1885–1911: Early life and military career
Sitsen was born in Bergen op Zoom on 11 January 1885 as the third of six children of Adrianus Wilhelmus Sitsen, a public school head master, and Maria Elisabeth van Mechelen. Sitsen completed high school in 1901 and continued studying engineering at the Royal Military Academy in Breda.After graduating, Sitsen left for Indonesia in January 1907 to serve his contract in the colonial army. His first posting was as 2nd lieutenant in Kutaraja in Northern Sumatra. By 1910 he was stationed as 1st lieutenant in Batavia.
Marriage and artistic interests
In Jakarta, Sitsen met his wife, Dutch singer Maria Elizabeth Russer in 1910. Marie was a well-known soprano who sang at concerts in The Netherlands during 1904–1910. In 1910 she travelled with her friend, singer and pianist Annie van Velthuysen, to Singapore and Indonesia for a tour of concerts. Sitsen was Russer’s piano accompanist at one of her performances in Jakarta.Russer settled in Jakarta to teach singing. Her engagement to Sitsen was announced in May 1911 and they married 12 October 1911. They had two sons, Adri and Hendrik, and a daughter, Ellen.
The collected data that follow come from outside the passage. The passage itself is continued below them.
Issue #6034, opened 2025-12-10
Doesnt work on ubuntu 25.10 - libssl.so.1.1 error


anupanup2001:
**Goose v1.16.0 fails to start on Ubuntu 25.10**

**To Reproduce**
1. Download the deb file for [v1.16.0](https://github.com/block/goose/releases/download/v1.16.0/goose_1.16.0_amd64.deb)
2. Install it by `sudo dpkg -i goose_1.16.0_amd64.deb`
3. Open the newly installed goose application
4. See error as per the screenshot `The backend server failed to start.`

**Expected behavior**
Goose should start

**Screenshots**
<img width="726" height="456" alt="Image" src="https://github.com/user-attachments/assets/faaad3e4-7af8-4ec5-9162-323e0ca77226" />

**Please provide the following information**
- **OS & Arch:** Ubuntu 25.10 amd64
- **Interface:** UI 
- **Version:** 1.16.0
- **Provider & Model:** [e.g. Google – gemini-2.5-flash]

---

**Additional context**
The previous version 1.15.0 worked fine. This ssl version which goose depends on seems to be a much older version 1.1 and most ubuntu versions after 22.04+ use openssl 3.0 or newer and would have libssl.so.3

Antsiscool:
I am seeing the same error with Ubuntu 24.04.3

elijahsgh:
Same in Fedora
Kind of weird to see it linked against libssl 1.1

sheikhlimon:
i guess its broken on arch as well

Edit: The issue is that goose is using OpenSSL version 0.10.73 which requires libssl.so.1.1, but the latest Docker images are installing libssl3 (OpenSSL 3.x).

Here's what's happening:
1. Dockerfile:41 installs libssl3 (OpenSSL 3.x)
2. Cargo.lock:4593 shows OpenSSL 0.10.73 dependency which expects libssl.so.1.1 (OpenSSL 1.1.x)

Solution: Update the Dockerfile to install the legacy OpenSSL 1.1.x libraries alongside libssl3

or 

```cargo
tokio-tungstenite = { version = "0.28.0", features = ["native-tls"] }
```
to
```cargo
tokio-tungstenite = { version = "0.28.0", features = ["rustls-tls-native-roots"] }
```

DOsinga:
yeah, thanks @sheikhlimon looks like that is it. we'll post a patch

zanesq:
[...]

PR #6051, opened 2025-12-10
fix: linux goosed crashing libssl error

zanesq:
## Summary

fixes https://github.com/block/goose/issues/6034

### Root Cause

The bug was introduced in **PR #5251 "goose remote access"** which added the `tokio-tungstenite` dependency with the `native-tls` feature to `crates/goose-server/Cargo.toml`:

```toml
tokio-tungstenite = { version = "0.28.0", features = ["native-tls"] }
```

On Linux, `native-tls` uses OpenSSL via the system's `libssl`. The build environment (likely Ubuntu 20.04 or similar) links against **OpenSSL 1.1** (`libssl.so.1.1`), but modern Linux distributions ship with **OpenSSL 3.x** (`libssl.so.3`):

- Ubuntu 22.04+ → OpenSSL 3.x
- Ubuntu 25.10 → OpenSSL 3.x  
- Fedora → OpenSSL 3.x
- Arch Linux → OpenSSL 3.x

This causes a runtime error: `libssl.so.1.1: cannot open shared object file`.

### Fix

Change `tokio-tungstenite` from `native-tls` to `rustls-tls-native-roots`:

```diff
-tokio-tungstenite = { version = "0.28.0", features = ["native-tls"] }
+tokio-tungstenite = { version = "0.28.0", features = ["rustls-tls-native-roots"] }
```

**Why this works:**
- `rustls` is a pure Rust TLS implementation - no system OpenSSL dependency
- `rustls-tls-native-roots` uses the system's certificate store for trust anchors
- This is consistent with `reqwest` in the same file which already uses `rustls-tls`

### Files Changed

- `crates/goose-server/Cargo.toml` - one line change

The fix removes `native-tls`, `tokio-native-tls`, `openssl`, `openssl-probe`, and `openssl-sys` from the dependency tree, replacing them with `rustls` and `tokio-rustls`.

### DIFF
--- a/Cargo.lock
+++ b/Cargo.lock
@@ -2913,6 +2913,7 @@ dependencies = [
  "rand 0.9.2",
  "reqwest 0.12.12",
  "rmcp 0.9.1",
+ "rustls 0.23.31",
  "schemars",
  "serde",
  "serde_json",
@@ -5846,6 +5847,7 @@ source = "registry+https://github.com/rust-lang/crates.io-index"
 checksum = "c0ebcbd2f03de0fc1122ad9bb24b127a5a6cd51d72604a3f3c50ac459762b6cc"
 dependencies = [
  "aws-lc-rs",
+ "log",
  "once_cell",
  "ring",
  "rustls-pki-types",
--- a/crates/goose-server/Cargo.toml
+++ b/crates/goose-server/Cargo.toml
@@ -45,6 +45,7 @@ rand = "0.9.2"
 hex = "0.4.3"
 socket2 = "0.6.1"
 fs2 = "0.4.3"
+rustls = { version = "0.23", features = ["ring"] }
 
 [target.'cfg(windows)'.dependencies]
 winreg = { version = "0.55.0" }
--- a/crates/goose-server/src/tunnel/lapstone.rs
+++ b/crates/goose-server/src/tunnel/lapstone.rs
@@ -477,6 +477,8 @@ async fn run_single_connection(
     server_secret: String,
     restart_tx: mpsc::Sender<()>,
 ) {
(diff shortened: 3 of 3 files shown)


zanesq:
@michaelneale can you follow up and check if the goose remote access feature still works after this change?

zanesq:
looking into failing tunnel test

sheikhlimon:
yeah it was pulling in `rustls` with `aws-lc-rs` default provider

zanesq:
Fix for tests failing:

Using rustls-tls-native-roots instead of native-tls uses rustls (a pure Rust TLS implementation) which doesn't depend on system OpenSSL. However, rustls 0.23.x requires an explicit crypto provider to be installed at runtime so I added the ring feature and the install_default() call.

DOsinga:
>Using rustls-tls-native-roots instead of native-tls uses rustls (a pure Rust TLS implementation) which doesn't depend on system OpenSSL. However, rustls 0.23.x requires an explicit crypto provider to be installed at runtime so I added the ring feature and the install_default() call.

can you say more about this?

zanesq:
Using rustls-tls-native-roots instead of native-tls switches to rustls, a pure Rust TLS implementation that doesn't depend on system OpenSSL. The native-roots part means it still uses the system's trusted certificate store for validating server certificates.

However, rustls 0.23.x no longer bundles a default cryptographic backend—it requires an explicit crypto provider to be installed at runtime. The library supports two options: ring (mature, widely used) or aws-lc-rs (AWS's libcrypto). Since both were already in our dependency tree via other crates, I chose ring and added the install_default() call to register it as the process-wide crypto provider before any TLS connections are made.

Russer and Sitsen were active in the Fine Arts Society of the Dutch East Indies in Batavia, of which Sitsen was treasurer during 1912–1915 and a member of the committee that constructed the society’s building in 1914. Russer performed at concerts in cities throughout Indonesia. As her accompanist, Sitsen sometimes sang with Russer at concerts. Together they performed with well-known Dutch singer and entertainer Jean-Louis Pisuisse during his tour of Indonesia in 1913. A newspaper review described the performance: ‘Sitsen has a good feeling for music, a lot of emotion and warmth, and not much of a voice’.
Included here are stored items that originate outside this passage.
PR #6057, opened 2025-12-10
Add support for changing working dir and extensions in same window/session

zanesq:
## Summary
Changing working dir restarts the agent and sets it to the session
Extensions serve as new chat defaults and can be applied before starting a new chat or during chat.
Extensions are loaded server side now with the agent startup

Pre-requisite for [multichat](https://github.com/block/goose/pull/5937)

https://github.com/user-attachments/assets/1b987228-d600-41d7-aaab-a03d693b1599

### DIFF
--- a/ui/desktop/src/components/GooseSidebar/AppSidebar.tsx
+++ b/ui/desktop/src/components/GooseSidebar/AppSidebar.tsx
@@ -1,6 +1,6 @@
-import React, { useEffect } from 'react';
+import React, { useEffect, useRef } from 'react';
 import { FileText, Clock, Home, Puzzle, History } from 'lucide-react';
-import { useNavigate } from 'react-router-dom';
+import { useNavigate, useSearchParams } from 'react-router-dom';
 import {
   SidebarContent,
   SidebarFooter,
@@ -96,7 +96,16 @@ const menuItems: NavigationEntry[] = [
 
 const AppSidebar: React.FC<SidebarProps> = ({ currentPath }) => {
   const navigate = useNavigate();
+  const [searchParams] = useSearchParams();
   const chatContext = useChatContext();
+  const lastSessionIdRef = useRef<string | null>(null);
+  const currentSessionId = currentPath === '/pair' ? searchParams.get('resumeSessionId') : null;
+
+  useEffect(() => {
+    if (currentSessionId) {
+      lastSessionIdRef.current = currentSessionId;
+    }
+  }, [currentSessionId]);
 
   useEffect(() => {
     const timer = setTimeout(() => {
@@ -130,6 +139,17 @@ const AppSidebar: React.FC<SidebarProps> = ({ currentPath }) => {
     return currentPath === path;
   };
 
+  const handleNavigation = (path: string) => {
+    // For /pair, preserve the current session if one exists
+    // Priority: current URL param > last known session > context
+    const sessionId = currentSessionId || lastSessionIdRef.current || chatContext?.chat?.sessionId;
+    if (path === '/pair' && sessionId && sessionId.length > 0) {
+      navigate(`/pair?resumeSessionId=${sessionId}`);
+    } else {
+      navigate(path);
+    }
+  };
+
   const renderMenuItem = (entry: NavigationEntry, index: number) => {
     if (entry.type === 'separator') {
       return <SidebarSeparator key={index} />;
@@ -144,7 +164,7 @@ const AppSidebar: React.FC<SidebarProps> = ({ currentPath }) => {
             <SidebarMenuItem>
               <SidebarMenuButton
                 data-testid={`sidebar-${entry.label.toLowerCase()}-button`}
-                onClick={() => navigate(entry.path)}
+                onClick={() => handleNavigation(entry.path)}
                 isActive={isActivePath(entry.path)}
                 tooltip={entry.tooltip}
                 className="w-full justify-start px-3 rounded-lg h-fit hover:bg-background-medium/50 transition-all duration-200 data-[active=true]:bg-background-medium"


zanesq:
Put in draft while I work on a few more places using working dir that need to be addressed.

crates/goose-server/tests/test_working_dir_update.rs
```diff
@@ -0,0 +1,53 @@
+#[cfg(test)]
```
DOsinga: this test doesn't make any sense. it's not testing whether you can change working dirs, it is testing whether you can change a field in the session database. if we really feel like that is special, add it to the testing there

ui/desktop/src/store/newChatState.ts
```diff
@@ -0,0 +1,37 @@
+// Store for new chat configuration
+// Acts as a cache that can be updated from UI or synced from session
+// Resets on page refresh - defaults to window.appConfig.get('GOOSE_WORKING_DIR')
```
DOsinga: this doesn't seem like the way. this is yet another shadow settings thing. the way we handle GOOSE_WORKING_DIR is a complete mess, but we should fix that, not stack stuff on top

ui/desktop/src/main.ts
```diff
@@ -1188,9 +1188,25 @@ ipcMain.handle('open-external', async (_event, url: string) => {
...
+  try {
+    if (!dir) {
+      return false;
+    }
+    addRecentDir(dir);
+    return true;
+  } catch (error) {
+    console.error('Error adding recent dir:', error);
+    return false;
+  }
```
DOsinga, line 1202: why the plumbing, this can just call addRecentDir no? that can't fail it is vibe coded with exception handlers to the brim and we ignore the return value

ui/desktop/src/main.ts
```diff
@@ -1188,9 +1188,25 @@ ipcMain.handle('open-external', async (_event, url: string) => {
   }
 });
 
-// Handle directory chooser
-ipcMain.handle('directory-chooser', (_event) => {
-  return openDirectoryDialog();
+ipcMain.handle('directory-chooser', async () => {
+  const result = await dialog.showOpenDialog({
+    properties: ['openFile', 'openDirectory', 'createDirectory'],
+    defaultPath: os.homedir(),
```
DOsinga, line 1195: open file? also, default to homedir?

ui/desktop/src/components/settings/app/ExternalBackendSection.tsx
```diff
@@ -100,81 +100,81 @@ export default function ExternalBackendSection() {
       <Card className="pb-2">
```
DOsinga, line 100: did anything change here, or just the formatter?

ui/desktop/src/components/ChatInput.tsx
```diff
@@ -143,6 +144,27 @@ export default function ChatInput({
...
+    const fetchSessionWorkingDir = async () => {
+      try {
+        const response = await getSession({ path: { session_id: sessionId } });
+        if (response.data?.working_dir) {
+          setSessionWorkingDir(response.data.working_dir);
+        }
+      } catch (error) {
+        console.error('[ChatInput] Failed to fetch session working dir:', error);
+      }
+    };
```
DOsinga, line 173: if we fetch the working dir here, shouldn't we just pass that on to the DirSwitcher instead of having it pick its own? probably be nicer if the dirswitcher had a callback on what should happen when the dir switched

crates/goose/src/agents/agent.rs
```diff
@@ -581,7 +581,11 @@ impl Agent {
         Ok(())
     }
 
-    pub async fn add_extension(&self, extension: ExtensionConfig) -> ExtensionResult<()> {
+    pub async fn add_extension(
+        &self,
+        extension: ExtensionConfig,
+        working_dir: Option<std::path::PathBuf>,
+    ) -> ExtensionResult<()> {
```
DOsinga: this doesn't feel great to me. an agent has a working_dir. if you add an extension and that extension needs to know what the working dir is, it should just get it from the agent

crates/goose-server/src/routes/agent.rs
```diff
@@ -592,6 +587,158 @@ async fn stop_agent(
...
+            status: StatusCode::INTERNAL_SERVER_ERROR,
+        })
+}
+
+async fn restore_agent_extensions(
+    agent: Arc<Agent>,
+    working_dir: &std::path::Path,
+) -> Result<(), ErrorResponse> {
+    let working_dir_buf = working_dir.to_path_buf();
+    let enabled_configs = goose::config::get_enabled_extensions();
```
DOsinga: this is getting the currently enabled extensions. so if you change the working dir, the agent restarts and we might get a different set of extensions

crates/goose-server/src/routes/agent.rs
```diff
@@ -592,6 +587,158 @@ async fn stop_agent(
     Ok(StatusCode::OK)
 }
 
+async fn restore_agent_provider(
```
DOsinga: it's good to factor these out, but they don't belong in routes I think

ui/desktop/src/components/bottom_menu/DirSwitcher.tsx
```diff
@@ -1,23 +1,84 @@
...
+
+    if (sessionId) {
+      try {
+        await updateSessionWorkingDir({
+          path: { session_id: sessionId },
+          body: { workingDir: newDir },
+        });
+
+        try {
+          await restartAgent({ body: { session_id: sessionId } });
```
DOsinga: this shouldn't be a separate call. we should have an agentUpdateWorkingDir that might also restart the agent - the client shouldn't know about this implementation detail

ui/desktop/src/components/settings/app/ExternalBackendSection.tsx
zanesq: checked locally against the previous version, just the formatting for some reason the gh diff viewer is making it appear that more is happening

ui/desktop/src/store/newChatState.ts
zanesq: Good call, removed this and changed to use session as source of truth and pass working dir rather than cacheing it in https://github.com/block/goose/pull/6057/commits/960285bfae03a0628d6f53f43148e43e0bbeb064

crates/goose/src/agents/agent.rs
zanesq: Agreed, added working_dir to agent synced with session in this commit https://github.com/block/goose/pull/6057/commits/6b4d5709a8c65342f4eb89b02ef3b4121db6ad31

crates/goose-server/src/routes/agent.rs
zanesq: Will address in follow up extensions PR shortly

zanesq:
@DOsinga mind taking one more pass before I merge?

crates/goose/src/agents/agent.rs
```diff
@@ -173,9 +174,19 @@ impl Agent {
             scheduler_service: Mutex::new(None),
             retry_manager: RetryManager::new(),
             tool_inspection_manager: Self::create_default_tool_inspection_manager(),
+            working_dir: Mutex::new(None),
```
DOsinga: agent shouldn't have a working_dir; we already store that in the session, can't have two sources of truth

crates/goose-server/src/routes/agent_utils.rs
```diff
@@ -0,0 +1,85 @@
+use crate::routes::errors::ErrorResponse;
```
DOsinga: let's call this something else. and it also does not belong in routes. I'm sure we're doing restore_agent_provider-y stuff in core goose so it should live there as just some added functionality to agent.rs::Agent

crates/goose-server/src/routes/agent_utils.rs
```diff
@@ -0,0 +1,85 @@
...
+}
+
+pub async fn restore_agent_extensions(
+    agent: Arc<Agent>,
+    working_dir: &std::path::Path,
+) -> Result<(), ErrorResponse> {
+    // Set the agent's working directory before adding extensions
+    agent.set_working_dir(working_dir.to_path_buf()).await;
+
+    let enabled_configs = goose::config::get_enabled_extensions();
```
DOsinga: this is still going to override the extensions we have set

crates/goose/src/agents/agent.rs
zanesq: makes sense, moved working_dir to session so only one source of truth

crates/goose-cli/src/commands/acp.rs
```diff
@@ -241,6 +241,7 @@ fn format_tool_name(tool_name: &str) -> String {
 }
 
 async fn add_builtins(agent: &Agent, builtins: Vec<String>) {
+    let working_dir = std::env::current_dir().ok();
```
DOsinga: any time we see this, things don't smell good - what's the current directory for acp?

crates/goose-server/src/routes/session.rs
```diff
@@ -181,6 +190,51 @@ async fn update_session_name(
...
+    SessionManager::update_session(&session_id)
+        .working_dir(path)
+        .apply()
+        .await
+        .map_err(|e| {
+            tracing::error!("Failed to update session working directory: {}", e);
+            StatusCode::INTERNAL_SERVER_ERROR
+        })?;
+
+    Ok(StatusCode::OK)
```
DOsinga: why do we need this? this just seems to change the working_dir without telling the agent about it while we also have something where do change that with the same parameters. I didn't see any uses of this.

crates/goose-server/src/routes/reply.rs
```diff
@@ -274,6 +274,8 @@ pub async fn reply(
             }
         };
 
+        std::env::set_var("GOOSE_WORKING_DIR", &session.working_dir);
```
DOsinga: why do we need this? goosed is handling multiple agents, we can't be setting environment variables

crates/goose-server/src/routes/agent.rs
```diff
@@ -34,7 +36,48 @@ use std::path::PathBuf;
...
+        .persist_extension_state(session_id)
+        .await
+        .map_err(|e| {
+            error!("Failed to persist extension state: {}", e);
+            ErrorResponse {
+                message: format!("Failed to persist extension state: {}", e),
+                status: StatusCode::INTERNAL_SERVER_ERROR,
+            }
+        })
+}
```
DOsinga: these functions above just seem to be forwarding calls to the agent.

crates/goose/src/agents/agent.rs
```diff
@@ -565,7 +573,97 @@ impl Agent {
         Ok(())
     }
 
-    pub async fn add_extension(&self, extension: ExtensionConfig) -> ExtensionResult<()> {
+    /// Save current extension state to session by session_id
+    /// Simpler version of save_extension_state that just takes a session_id
```
DOsinga: I don't understand this comment

crates/goose/src/agents/agent.rs
```diff
@@ -565,7 +573,97 @@ impl Agent {
...
+            .extension_data(extension_data)
+            .apply()
+            .await?;
+
+        Ok(())
+    }
+
+    /// Load extensions from session into the agent
+    /// Skips extensions that are already loaded
+    pub async fn load_extensions_from_session(
```
DOsinga, line 598: this function seems to be called only once, which doesn't seem right; shouldn't we be calling this everywhere where we start an agent? really I think this should be done through the agentmanager and we should just always use agent_for_session which would then get us the right agent.

crates/goose/src/agents/agent.rs
```diff
@@ -565,7 +573,97 @@ impl Agent {
...
+            })
+            .collect::<Vec<_>>();
+
+        futures::future::join_all(extension_futures).await
+    }
+
+    pub async fn add_extension(
+        &self,
+        extension: ExtensionConfig,
+        working_dir: Option<std::path::PathBuf>,
```
DOsinga: I don't think we should pass the working_dir in here and if we do, it shouldn't be optional; an agent should have one working_dir, this just makes it possible to have multiple source of the truth

crates/goose/src/agents/agent.rs
```diff
@@ -565,7 +573,97 @@ impl Agent {
         Ok(())
     }
 
-    pub async fn add_extension(&self, extension: ExtensionConfig) -> ExtensionResult<()> {
+    /// Save current extension state to session by session_id
+    /// Simpler version of save_extension_state that just takes a session_id
+    pub async fn persist_extension_state(&self, session_id: &str) -> Result<()> {
```
DOsinga, line 577: why do we need this? shouldn't we just always when you call add_extension on agent write it to the session?

crates/goose/src/agents/agent.rs
```diff
@@ -565,7 +573,97 @@ impl Agent {
...
+    /// Load extensions from session into the agent
+    /// Skips extensions that are already loaded
+    pub async fn load_extensions_from_session(
+        self: &Arc<Self>,
+        session: &Session,
+    ) -> Vec<ExtensionLoadResult> {
+        let working_dir = session.working_dir.clone();
+
+        // Try to load session-specific extensions first, fall back to global config
+        let session_extensions =
```
DOsinga, line 602: we should not need to do this; the extensions should always be in the session, no?

crates/goose-server/src/routes/agent.rs
zanesq: thanks was left over from refactoring, inlined instead

crates/goose-cli/src/commands/acp.rs
zanesq: good catch changed to cwd

crates/goose/src/agents/agent.rs
zanesq: We call it in 3 places in agent.rs start_agent, resume_agent and restart_agent_internal but good point we need a single "get me a fully configured agent for this session" method but I think it should be in a follow up larger refactor because there is a lot of considerations that need to be made (sub agents use parent's extensions not session extensions).

crates/goose/src/agents/agent.rs
zanesq: Agreed, removed and changed it to look it up from the session instead for now.

crates/goose/src/agents/agent.rs
zanesq: good point, changed to do it in add_extension 👍

crates/goose/src/agents/agent.rs
zanesq: the idea was backwards compatibility for when we didn't have extensions in sessions but I went ahead and removed that for now and logged it since its a rare case

zanesq:
@DOsinga thanks for the review! I updated it to not thread working_dir everywhere and I think we're at a good middle ground for now to unblock multi chat. Definitely agree that we should come back to the overall vision in a follow up.

crates/goose-server/src/routes/agent.rs
```diff
@@ -571,6 +571,17 @@ async fn agent_add_extension(
         ErrorResponse::internal(format!("Failed to add extension: {}", e))
     })?;
 
+    // Persist here rather than in add_extension to ensure we only save state
```
DOsinga, line 574: No. This should not happen in routes. this means that anything that hits the same path (ACP?) will not have this persisted.

codefromthecrypt:
Agreed on design debt that is accumulating though not specific to this PR. Makes me think we could use a clean room spec sheet so whatever v2 design that handles ACP well (e.g. clean separation of agent from session) doesn't mess up multichat. Almost sounds pow-wow like several in a room for a week worthy to sort all this out quickly as slowly iterating small design fixes not being able to address all .. or compromise to not impact all.. this approach is very time consuming.

crates/goose-server/src/routes/agent.rs
zanesq: Yes I remember you flagging that but it turned into a rabbit hole at the last minute. Here is the follow up: https://github.com/block/goose/pull/6685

1912–1935: Surveyor in Jakarta, building contractor in Yogyakarta
Having served out his KNIL contract, Sitsen left the army in 1912 and became a senior land surveyor with the Jakarta city council. He left the job in 1915 to take the position of Director of Public Works in the Sultanate of Yogyakarta in Central Java.In 1919 Sitsen partnered with Emile George Baruh Louzada to establish the construction company N.V. Bouwkundig Bureau Sitsen en Louzada in Yogyakarta in 1919, and became a building contractor.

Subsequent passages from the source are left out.